### The input ###
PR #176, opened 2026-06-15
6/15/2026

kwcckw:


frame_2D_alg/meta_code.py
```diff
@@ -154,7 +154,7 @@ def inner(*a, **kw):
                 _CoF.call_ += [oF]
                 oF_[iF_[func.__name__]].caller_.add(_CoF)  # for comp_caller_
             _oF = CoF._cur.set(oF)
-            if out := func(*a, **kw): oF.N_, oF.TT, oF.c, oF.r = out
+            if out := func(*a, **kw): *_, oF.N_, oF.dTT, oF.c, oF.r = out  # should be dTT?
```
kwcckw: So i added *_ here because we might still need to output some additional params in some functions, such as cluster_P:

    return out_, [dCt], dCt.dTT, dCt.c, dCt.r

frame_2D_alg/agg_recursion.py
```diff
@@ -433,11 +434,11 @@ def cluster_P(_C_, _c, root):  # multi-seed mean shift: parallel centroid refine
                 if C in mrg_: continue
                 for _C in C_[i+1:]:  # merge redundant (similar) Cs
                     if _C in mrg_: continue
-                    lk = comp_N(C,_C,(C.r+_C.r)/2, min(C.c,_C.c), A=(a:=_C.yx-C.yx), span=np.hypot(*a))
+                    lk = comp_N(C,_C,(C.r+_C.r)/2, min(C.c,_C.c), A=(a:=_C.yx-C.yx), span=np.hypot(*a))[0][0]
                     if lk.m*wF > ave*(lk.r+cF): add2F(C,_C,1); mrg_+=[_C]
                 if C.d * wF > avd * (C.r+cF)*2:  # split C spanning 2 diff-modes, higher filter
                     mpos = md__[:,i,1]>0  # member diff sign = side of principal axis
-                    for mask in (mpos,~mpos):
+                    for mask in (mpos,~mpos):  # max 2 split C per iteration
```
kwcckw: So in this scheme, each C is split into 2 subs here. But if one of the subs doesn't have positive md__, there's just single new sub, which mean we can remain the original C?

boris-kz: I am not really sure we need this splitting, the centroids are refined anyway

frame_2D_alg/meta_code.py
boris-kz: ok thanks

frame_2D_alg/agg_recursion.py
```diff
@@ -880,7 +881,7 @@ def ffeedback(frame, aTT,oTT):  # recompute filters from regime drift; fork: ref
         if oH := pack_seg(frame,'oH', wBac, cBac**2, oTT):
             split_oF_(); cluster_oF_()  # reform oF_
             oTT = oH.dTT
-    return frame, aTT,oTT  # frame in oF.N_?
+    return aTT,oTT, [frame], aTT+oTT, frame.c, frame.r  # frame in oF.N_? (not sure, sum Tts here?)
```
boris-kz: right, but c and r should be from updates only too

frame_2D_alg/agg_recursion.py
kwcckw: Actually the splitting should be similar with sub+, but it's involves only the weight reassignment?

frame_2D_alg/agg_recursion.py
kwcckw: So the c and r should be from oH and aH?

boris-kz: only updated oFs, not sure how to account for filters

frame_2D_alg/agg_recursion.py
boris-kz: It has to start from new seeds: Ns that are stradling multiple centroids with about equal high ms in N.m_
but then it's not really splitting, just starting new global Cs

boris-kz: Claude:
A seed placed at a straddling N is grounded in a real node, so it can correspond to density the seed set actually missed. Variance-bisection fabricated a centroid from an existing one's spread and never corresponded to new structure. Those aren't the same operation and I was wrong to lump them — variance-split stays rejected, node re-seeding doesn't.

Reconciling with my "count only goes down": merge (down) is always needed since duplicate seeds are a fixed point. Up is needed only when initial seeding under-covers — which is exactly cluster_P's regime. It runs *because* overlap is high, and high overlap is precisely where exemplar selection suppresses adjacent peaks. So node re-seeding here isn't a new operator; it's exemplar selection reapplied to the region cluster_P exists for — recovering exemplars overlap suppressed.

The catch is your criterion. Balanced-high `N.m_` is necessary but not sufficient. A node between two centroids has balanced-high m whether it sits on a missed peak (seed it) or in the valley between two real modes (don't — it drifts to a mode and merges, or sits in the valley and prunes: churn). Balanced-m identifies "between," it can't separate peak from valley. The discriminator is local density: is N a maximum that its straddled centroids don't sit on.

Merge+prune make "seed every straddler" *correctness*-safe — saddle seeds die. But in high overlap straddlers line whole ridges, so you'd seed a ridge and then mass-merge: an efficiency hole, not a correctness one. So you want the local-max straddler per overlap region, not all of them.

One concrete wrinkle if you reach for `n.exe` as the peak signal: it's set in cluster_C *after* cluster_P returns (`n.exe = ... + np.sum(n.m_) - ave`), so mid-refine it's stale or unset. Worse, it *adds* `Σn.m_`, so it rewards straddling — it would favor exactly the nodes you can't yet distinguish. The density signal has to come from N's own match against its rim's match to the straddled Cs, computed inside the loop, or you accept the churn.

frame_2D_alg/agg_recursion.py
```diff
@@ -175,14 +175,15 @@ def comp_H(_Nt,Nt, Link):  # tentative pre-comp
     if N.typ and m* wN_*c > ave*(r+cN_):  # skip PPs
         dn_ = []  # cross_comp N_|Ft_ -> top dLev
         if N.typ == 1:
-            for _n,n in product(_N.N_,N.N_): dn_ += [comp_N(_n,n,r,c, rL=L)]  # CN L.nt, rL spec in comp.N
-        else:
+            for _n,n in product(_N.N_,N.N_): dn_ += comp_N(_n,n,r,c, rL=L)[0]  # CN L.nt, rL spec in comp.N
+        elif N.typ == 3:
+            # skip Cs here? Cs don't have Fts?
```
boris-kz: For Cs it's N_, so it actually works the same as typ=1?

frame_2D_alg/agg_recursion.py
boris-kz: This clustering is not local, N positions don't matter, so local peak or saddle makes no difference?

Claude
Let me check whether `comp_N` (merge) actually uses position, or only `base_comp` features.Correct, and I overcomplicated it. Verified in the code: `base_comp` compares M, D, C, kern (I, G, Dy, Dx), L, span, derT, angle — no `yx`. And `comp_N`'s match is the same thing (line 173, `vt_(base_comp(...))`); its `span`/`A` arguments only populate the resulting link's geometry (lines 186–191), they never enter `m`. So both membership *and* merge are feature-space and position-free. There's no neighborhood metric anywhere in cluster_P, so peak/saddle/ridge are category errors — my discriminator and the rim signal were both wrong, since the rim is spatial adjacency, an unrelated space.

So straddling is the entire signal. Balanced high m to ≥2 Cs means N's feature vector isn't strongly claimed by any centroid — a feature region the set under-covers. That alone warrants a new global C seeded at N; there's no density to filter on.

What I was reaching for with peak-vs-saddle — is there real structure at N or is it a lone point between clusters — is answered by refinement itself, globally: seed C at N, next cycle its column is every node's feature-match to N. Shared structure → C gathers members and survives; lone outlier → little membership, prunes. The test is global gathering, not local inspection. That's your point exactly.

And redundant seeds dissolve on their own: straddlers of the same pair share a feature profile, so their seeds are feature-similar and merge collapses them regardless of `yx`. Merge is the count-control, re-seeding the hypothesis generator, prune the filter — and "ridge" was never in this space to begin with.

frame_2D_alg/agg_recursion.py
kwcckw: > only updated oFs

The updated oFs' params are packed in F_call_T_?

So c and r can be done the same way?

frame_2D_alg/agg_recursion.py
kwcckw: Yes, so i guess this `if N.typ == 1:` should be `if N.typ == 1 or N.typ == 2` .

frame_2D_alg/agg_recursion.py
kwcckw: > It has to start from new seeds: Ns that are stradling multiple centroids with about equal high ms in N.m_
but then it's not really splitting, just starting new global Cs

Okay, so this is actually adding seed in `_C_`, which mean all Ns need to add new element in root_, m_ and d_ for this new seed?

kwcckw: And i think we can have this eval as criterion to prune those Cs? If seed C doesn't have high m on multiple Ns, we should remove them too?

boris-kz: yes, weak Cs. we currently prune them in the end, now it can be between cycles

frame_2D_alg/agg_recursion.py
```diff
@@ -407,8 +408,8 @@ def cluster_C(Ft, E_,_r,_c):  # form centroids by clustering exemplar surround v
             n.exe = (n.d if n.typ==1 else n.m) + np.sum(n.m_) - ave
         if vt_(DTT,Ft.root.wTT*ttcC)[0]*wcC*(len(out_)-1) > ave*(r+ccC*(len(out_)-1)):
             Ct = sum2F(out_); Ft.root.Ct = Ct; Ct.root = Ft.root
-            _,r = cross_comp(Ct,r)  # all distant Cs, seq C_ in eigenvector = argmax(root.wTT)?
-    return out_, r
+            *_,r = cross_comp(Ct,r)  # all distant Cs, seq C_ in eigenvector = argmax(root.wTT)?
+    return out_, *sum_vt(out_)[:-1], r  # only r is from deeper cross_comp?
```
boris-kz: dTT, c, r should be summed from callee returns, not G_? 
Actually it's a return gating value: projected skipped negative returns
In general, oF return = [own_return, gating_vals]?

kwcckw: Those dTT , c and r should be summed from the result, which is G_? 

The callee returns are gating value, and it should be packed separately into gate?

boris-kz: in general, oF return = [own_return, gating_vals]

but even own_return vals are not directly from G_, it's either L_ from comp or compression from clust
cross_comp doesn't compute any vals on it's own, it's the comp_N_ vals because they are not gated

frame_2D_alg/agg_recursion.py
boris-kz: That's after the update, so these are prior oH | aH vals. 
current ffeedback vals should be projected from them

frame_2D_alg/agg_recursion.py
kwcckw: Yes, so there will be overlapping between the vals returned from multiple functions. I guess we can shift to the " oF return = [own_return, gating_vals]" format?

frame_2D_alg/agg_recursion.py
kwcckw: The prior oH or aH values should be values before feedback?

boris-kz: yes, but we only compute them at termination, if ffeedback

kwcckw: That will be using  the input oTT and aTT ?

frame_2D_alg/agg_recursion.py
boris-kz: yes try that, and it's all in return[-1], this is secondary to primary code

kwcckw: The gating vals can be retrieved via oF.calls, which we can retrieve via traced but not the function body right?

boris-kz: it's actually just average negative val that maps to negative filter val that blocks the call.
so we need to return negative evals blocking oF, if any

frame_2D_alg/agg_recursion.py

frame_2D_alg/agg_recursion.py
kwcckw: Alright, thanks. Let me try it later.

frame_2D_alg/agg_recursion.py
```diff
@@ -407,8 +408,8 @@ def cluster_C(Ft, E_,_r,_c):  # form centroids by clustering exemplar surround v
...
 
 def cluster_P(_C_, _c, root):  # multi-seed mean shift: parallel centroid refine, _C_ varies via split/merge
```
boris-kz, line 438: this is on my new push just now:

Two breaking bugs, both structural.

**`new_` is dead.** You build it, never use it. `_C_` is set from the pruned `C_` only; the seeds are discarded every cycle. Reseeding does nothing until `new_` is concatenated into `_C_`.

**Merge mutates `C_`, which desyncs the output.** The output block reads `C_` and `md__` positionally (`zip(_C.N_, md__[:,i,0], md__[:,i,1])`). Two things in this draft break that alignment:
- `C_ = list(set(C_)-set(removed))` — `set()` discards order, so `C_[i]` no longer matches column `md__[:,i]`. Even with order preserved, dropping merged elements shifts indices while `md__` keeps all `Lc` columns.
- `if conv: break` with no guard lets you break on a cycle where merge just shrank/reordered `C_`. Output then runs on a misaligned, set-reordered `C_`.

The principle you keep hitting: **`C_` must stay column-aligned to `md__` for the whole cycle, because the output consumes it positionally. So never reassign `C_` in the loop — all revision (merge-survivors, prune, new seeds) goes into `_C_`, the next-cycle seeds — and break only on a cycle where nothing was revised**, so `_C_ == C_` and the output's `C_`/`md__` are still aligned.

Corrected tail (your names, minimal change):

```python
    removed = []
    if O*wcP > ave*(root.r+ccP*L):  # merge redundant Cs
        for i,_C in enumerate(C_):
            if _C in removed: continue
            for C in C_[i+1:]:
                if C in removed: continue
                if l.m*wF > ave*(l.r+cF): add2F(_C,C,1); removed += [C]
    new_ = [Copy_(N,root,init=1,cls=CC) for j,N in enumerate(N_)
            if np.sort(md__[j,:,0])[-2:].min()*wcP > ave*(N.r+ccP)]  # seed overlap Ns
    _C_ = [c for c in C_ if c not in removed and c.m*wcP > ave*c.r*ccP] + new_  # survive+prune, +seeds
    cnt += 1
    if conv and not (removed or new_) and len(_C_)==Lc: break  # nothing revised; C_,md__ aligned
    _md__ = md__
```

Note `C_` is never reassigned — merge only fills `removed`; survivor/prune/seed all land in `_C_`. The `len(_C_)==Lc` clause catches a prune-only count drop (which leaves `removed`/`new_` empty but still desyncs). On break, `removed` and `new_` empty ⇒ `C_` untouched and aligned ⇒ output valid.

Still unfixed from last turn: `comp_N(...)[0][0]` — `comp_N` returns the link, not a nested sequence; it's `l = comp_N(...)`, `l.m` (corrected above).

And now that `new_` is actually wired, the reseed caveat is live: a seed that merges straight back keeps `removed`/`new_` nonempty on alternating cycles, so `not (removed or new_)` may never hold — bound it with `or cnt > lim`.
###
### The input ###
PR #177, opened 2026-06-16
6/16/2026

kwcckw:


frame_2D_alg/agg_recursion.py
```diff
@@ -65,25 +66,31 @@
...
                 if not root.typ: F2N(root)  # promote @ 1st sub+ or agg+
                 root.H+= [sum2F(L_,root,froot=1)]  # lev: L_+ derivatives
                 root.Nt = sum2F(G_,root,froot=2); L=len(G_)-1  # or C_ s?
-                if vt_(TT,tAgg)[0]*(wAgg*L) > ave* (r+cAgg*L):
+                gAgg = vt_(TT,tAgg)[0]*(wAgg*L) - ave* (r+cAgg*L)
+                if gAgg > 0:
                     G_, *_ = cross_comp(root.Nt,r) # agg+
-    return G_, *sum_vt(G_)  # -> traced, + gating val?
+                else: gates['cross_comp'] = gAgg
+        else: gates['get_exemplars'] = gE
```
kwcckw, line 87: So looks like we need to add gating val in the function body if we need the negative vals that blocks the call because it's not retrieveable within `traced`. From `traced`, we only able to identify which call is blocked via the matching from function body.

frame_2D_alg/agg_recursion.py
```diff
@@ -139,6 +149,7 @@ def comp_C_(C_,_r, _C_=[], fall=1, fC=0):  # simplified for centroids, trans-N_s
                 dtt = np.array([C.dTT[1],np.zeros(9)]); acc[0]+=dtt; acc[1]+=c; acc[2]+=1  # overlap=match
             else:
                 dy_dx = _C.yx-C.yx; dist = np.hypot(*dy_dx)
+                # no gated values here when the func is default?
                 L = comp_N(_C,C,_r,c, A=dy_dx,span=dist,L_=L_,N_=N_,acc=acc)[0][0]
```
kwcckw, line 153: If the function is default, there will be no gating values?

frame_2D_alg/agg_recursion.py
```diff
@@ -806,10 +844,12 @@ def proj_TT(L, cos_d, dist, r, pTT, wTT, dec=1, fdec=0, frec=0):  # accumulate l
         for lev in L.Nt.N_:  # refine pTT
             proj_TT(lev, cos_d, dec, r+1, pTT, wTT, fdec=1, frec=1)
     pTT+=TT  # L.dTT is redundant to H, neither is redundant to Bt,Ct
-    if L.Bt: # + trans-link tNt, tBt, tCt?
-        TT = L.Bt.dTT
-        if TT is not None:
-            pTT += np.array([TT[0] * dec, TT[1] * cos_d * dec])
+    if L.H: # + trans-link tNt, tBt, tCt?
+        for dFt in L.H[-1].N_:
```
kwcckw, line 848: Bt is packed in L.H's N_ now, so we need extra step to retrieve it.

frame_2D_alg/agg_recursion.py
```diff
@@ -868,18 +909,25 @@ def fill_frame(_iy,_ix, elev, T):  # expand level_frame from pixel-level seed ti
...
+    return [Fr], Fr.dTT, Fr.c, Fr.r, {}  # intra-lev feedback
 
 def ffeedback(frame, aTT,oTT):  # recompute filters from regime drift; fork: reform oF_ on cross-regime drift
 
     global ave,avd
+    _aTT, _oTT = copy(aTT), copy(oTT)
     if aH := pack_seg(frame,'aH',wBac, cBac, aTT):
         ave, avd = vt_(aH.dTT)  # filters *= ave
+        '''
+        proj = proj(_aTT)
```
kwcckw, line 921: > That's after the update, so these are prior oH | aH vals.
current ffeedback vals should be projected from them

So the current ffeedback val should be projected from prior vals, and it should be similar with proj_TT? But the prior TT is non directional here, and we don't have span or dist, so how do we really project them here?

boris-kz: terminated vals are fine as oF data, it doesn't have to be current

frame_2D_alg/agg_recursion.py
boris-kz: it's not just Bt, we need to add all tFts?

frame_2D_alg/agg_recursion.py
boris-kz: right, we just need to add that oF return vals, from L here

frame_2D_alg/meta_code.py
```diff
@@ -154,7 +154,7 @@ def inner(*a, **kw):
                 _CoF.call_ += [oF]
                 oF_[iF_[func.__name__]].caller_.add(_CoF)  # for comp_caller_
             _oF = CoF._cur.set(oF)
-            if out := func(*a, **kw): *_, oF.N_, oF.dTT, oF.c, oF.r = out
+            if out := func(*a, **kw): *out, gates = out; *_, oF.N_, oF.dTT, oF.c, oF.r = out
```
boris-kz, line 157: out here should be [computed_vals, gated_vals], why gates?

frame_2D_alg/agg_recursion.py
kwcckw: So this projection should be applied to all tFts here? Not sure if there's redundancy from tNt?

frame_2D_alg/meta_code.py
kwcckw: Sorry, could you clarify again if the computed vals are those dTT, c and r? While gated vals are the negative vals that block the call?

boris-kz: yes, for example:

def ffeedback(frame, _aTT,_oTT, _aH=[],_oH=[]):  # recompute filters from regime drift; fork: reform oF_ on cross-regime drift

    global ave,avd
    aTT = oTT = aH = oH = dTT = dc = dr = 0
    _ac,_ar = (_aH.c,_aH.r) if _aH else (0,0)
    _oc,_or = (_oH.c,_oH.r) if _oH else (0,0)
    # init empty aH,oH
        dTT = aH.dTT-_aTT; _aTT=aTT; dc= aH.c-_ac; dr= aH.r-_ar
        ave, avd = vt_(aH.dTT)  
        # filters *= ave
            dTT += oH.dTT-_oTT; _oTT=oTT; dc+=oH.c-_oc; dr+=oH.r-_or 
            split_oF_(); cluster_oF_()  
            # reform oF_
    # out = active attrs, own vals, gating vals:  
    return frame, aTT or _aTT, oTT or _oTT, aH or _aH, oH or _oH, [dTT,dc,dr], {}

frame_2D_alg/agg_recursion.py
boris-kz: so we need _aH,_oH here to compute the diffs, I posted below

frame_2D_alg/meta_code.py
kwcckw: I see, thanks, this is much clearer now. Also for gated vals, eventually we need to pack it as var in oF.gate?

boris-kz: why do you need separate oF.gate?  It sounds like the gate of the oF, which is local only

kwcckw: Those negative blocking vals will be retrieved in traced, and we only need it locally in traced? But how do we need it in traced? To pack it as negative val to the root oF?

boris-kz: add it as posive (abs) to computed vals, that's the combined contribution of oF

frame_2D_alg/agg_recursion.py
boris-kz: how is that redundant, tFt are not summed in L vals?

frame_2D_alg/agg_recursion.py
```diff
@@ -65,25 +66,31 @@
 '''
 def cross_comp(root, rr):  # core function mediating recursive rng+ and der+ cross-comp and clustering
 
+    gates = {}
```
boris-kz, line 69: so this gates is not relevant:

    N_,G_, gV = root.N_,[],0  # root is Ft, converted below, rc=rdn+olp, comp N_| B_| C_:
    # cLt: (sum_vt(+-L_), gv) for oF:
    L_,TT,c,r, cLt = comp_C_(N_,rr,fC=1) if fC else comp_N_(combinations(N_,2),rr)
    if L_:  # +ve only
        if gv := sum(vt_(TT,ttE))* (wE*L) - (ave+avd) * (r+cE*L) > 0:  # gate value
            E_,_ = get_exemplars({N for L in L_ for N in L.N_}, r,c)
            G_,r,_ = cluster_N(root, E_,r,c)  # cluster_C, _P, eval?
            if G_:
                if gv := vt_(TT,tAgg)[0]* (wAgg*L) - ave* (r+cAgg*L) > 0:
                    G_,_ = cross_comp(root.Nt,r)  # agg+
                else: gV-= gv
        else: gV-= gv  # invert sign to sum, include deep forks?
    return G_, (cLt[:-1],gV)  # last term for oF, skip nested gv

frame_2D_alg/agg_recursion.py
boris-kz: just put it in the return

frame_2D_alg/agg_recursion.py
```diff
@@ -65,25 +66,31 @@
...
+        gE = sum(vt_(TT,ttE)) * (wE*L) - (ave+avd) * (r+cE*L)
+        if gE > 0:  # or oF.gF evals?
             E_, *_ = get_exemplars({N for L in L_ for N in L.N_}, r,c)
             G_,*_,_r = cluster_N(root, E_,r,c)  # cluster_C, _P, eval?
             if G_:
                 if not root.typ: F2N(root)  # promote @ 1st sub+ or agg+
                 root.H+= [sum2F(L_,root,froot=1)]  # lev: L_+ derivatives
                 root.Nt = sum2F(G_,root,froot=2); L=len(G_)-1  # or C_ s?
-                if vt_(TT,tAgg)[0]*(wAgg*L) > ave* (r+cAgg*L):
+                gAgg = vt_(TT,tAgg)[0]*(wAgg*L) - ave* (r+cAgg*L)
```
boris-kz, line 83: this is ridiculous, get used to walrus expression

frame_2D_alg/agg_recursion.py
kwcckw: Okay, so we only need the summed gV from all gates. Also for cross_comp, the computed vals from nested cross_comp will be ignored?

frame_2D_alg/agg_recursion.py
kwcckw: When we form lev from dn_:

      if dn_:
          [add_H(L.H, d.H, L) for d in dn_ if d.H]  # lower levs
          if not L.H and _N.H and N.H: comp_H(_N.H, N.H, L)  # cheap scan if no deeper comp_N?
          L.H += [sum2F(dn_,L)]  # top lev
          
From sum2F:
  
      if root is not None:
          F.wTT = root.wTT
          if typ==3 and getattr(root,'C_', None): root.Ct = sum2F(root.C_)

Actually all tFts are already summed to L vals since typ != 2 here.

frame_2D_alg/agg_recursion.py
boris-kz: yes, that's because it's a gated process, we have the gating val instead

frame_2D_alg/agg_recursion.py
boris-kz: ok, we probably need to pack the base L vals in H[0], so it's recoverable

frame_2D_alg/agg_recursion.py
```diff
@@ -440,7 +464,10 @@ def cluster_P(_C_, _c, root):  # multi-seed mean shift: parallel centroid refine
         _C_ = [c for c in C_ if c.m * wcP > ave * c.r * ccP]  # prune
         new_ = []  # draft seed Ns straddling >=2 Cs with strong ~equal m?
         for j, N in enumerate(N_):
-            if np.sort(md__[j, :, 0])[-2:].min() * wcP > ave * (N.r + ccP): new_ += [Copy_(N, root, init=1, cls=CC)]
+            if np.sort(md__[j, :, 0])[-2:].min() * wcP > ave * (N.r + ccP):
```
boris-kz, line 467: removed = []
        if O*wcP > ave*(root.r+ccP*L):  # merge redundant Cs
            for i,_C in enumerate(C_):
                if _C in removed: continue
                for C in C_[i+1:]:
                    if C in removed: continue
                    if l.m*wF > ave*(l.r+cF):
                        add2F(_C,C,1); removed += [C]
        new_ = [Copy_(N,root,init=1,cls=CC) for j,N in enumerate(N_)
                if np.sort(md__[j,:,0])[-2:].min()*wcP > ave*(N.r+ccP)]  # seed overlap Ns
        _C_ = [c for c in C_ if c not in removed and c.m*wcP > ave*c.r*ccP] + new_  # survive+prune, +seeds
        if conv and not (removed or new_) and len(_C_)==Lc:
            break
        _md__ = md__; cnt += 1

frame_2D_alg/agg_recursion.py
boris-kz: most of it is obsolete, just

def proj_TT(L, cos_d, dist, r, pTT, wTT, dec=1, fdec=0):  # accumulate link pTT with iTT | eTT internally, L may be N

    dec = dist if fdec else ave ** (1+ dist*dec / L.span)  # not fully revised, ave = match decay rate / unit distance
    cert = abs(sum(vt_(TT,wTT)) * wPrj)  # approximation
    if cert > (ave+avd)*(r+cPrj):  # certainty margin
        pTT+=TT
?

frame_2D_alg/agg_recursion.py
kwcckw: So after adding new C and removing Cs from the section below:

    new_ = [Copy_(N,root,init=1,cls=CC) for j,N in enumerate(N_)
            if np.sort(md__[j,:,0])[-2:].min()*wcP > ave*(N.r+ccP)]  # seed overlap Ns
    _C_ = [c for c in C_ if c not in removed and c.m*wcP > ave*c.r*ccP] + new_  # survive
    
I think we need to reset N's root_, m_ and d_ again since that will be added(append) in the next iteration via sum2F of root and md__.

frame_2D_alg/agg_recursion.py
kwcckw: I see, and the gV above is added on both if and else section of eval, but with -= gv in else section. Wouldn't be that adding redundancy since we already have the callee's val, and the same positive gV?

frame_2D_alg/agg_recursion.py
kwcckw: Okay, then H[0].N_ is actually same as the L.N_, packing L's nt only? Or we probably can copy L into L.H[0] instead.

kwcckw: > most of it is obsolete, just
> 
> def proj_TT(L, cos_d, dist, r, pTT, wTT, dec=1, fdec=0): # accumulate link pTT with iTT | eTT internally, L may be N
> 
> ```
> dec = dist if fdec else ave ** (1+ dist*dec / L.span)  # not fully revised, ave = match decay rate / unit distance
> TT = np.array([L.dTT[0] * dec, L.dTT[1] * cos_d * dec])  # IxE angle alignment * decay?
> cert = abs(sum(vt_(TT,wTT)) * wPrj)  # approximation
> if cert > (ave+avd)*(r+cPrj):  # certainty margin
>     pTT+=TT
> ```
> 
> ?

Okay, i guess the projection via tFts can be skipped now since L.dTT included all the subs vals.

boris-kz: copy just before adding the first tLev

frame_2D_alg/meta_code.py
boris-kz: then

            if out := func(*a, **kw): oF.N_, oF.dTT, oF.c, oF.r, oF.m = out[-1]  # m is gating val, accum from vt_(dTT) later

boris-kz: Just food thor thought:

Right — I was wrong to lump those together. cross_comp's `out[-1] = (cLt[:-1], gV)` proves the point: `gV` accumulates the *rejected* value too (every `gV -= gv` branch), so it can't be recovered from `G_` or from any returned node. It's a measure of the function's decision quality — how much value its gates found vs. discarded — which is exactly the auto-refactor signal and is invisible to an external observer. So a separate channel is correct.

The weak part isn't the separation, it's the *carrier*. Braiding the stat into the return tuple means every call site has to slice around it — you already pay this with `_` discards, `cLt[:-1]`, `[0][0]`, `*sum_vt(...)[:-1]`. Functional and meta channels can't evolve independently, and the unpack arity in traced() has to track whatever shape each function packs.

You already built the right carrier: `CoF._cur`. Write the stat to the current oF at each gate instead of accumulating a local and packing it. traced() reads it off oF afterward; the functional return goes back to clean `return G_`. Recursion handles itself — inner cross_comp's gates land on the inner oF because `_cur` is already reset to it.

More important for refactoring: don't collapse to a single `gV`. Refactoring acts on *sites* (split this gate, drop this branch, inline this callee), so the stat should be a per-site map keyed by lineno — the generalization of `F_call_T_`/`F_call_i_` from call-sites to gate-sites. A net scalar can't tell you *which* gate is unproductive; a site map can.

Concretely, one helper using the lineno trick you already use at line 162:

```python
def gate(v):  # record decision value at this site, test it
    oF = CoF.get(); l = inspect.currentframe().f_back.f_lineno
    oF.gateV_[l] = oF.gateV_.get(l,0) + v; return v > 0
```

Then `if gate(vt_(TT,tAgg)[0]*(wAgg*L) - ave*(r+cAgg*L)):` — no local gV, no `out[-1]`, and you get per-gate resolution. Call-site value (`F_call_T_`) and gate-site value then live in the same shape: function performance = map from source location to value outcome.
###
# Your instructions
Report every line from the material above that mentions the word "desyncs".

# Final answer
**Merge mutates `C_`, which desyncs the output.** The output block reads `C_` and `md__` positionally (`zip(_C.N_, md__[:,i,0], md__[:,i,1])`). Two things in this draft break that alignment:
Note `C_` is never reassigned — merge only fills `removed`; survivor/prune/seed all land in `_C_`. The `len(_C_)==Lc` clause catches a prune-only count drop (which leaves `removed`/`new_` empty but still desyncs). On break, `removed` and `new_` empty ⇒ `C_` untouched and aligned ⇒ output valid.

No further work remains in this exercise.